The board is expected to meet later this month to take up the Harbor Point bond issue.

Some Funds Already Going to Project

Taxpayers have already been tapped to pay for some infrastructure expenses at Harbor Point.

On March 23, the Board of Estimates approved $500,000 in Waste Water Utility Funds – which come from sewer revenues collected from city residents – to build a 1,000-foot sewer main from Harbor Point to the city’s trunk line at Aliceanna and Caroline streets.

The expenditure was described as “crucial to the development of the next phase of the Harbor Point project beyond the completion of the Exelon Building,” which uses an existing sewer line to the site.

On March 30, the board approved a $46.8 million design-build contract for reconstructing lower Central Avenue.

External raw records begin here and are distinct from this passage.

PR #2163, opened 2018-08-01
Change to non-native type

JJ:
Native types in roles are still affected by this bug: https://rt.perl.org/Public/Bug/Display.html?id=126120. It may be changed back when that's solved.
On the other hand, this will most likely have some performance impact on Bools, so I don't know. I love fast Bools.

### DIFF
--- a/src/core/Enumeration.pm6
+++ b/src/core/Enumeration.pm6
@@ -2,7 +2,7 @@
 my role Enumeration {
     has $.key;
     has $.value;
-    has int $!index;
+    has Int $!index;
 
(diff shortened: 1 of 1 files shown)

About $10 million will be used to construct the Central Avenue Bridge that will serve as a second north-south access road to Harbor Point, according to Adrienne Barnes, a spokesperson for the city transportation department.

In 2014, the city agreed to pay

In 2014, the city agreed to pay “all eligible costs” in excess of the $6.6 million in TIF funds allocated for the Central Avenue Bridge. (Baltimore DOT, via Maryland PIA Act)

Originally, the city said the bridge would be paid for in the first tranche of TIF bonds, but then it guaranteed, in a 2014 Memorandum of Understanding obtained by The Brew from a Public Information Act request, to pay for any additional costs of the bridge.

Those costs are now slated to be paid in the second tranche of TIF bonds.

The MOU on bridge construction came after the Rawlings-Blake administration amended its Transportation Improvement Program to reduce its “Bridge Replacement and Rehabilitation Fund” by $6.6 million in order to reallocate federal money to the Central Avenue Bridge and for improvements to lower Central Avenue that would serve Harbor Point and the expanded Harbor East projects of H&S Bakery magnate John Paterakis.